# Assigned task:
Nothing in the data may be omitted; output it all verbatim.

# Material to process:
PR #5182, opened 2022-06-01
Bug fix for selecting KMS key via alias ARN

BlueDragon23:
When using Localstack with moto as the KMS provider, I encountered issues with selecting a key via the alias ARN. I believe this change fixes the issue by ensuring the `alias/` prefix is included when the name is extracted from the ARN. I've added tests to the KMS model to verify that, and that encryption works via all the other supported mechanisms

### DIFF
--- a/tests/test_kms/test_model.py
+++ b/tests/test_kms/test_model.py
@@ -1,70 +1,52 @@
+import pytest
 import sure  # noqa # pylint: disable=unused-import
 
 from moto.kms.models import KmsBackend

# Task answer:
PR #5182, opened 2022-06-01
Bug fix for selecting KMS key via alias ARN

BlueDragon23:
When using Localstack with moto as the KMS provider, I encountered issues with selecting a key via the alias ARN. I believe this change fixes the issue by ensuring the `alias/` prefix is included when the name is extracted from the ARN. I've added tests to the KMS model to verify that, and that encryption works via all the other supported mechanisms

### DIFF
--- a/tests/test_kms/test_model.py
+++ b/tests/test_kms/test_model.py
@@ -1,70 +1,52 @@
+import pytest
 import sure  # noqa # pylint: disable=unused-import
 
 from moto.kms.models import KmsBackend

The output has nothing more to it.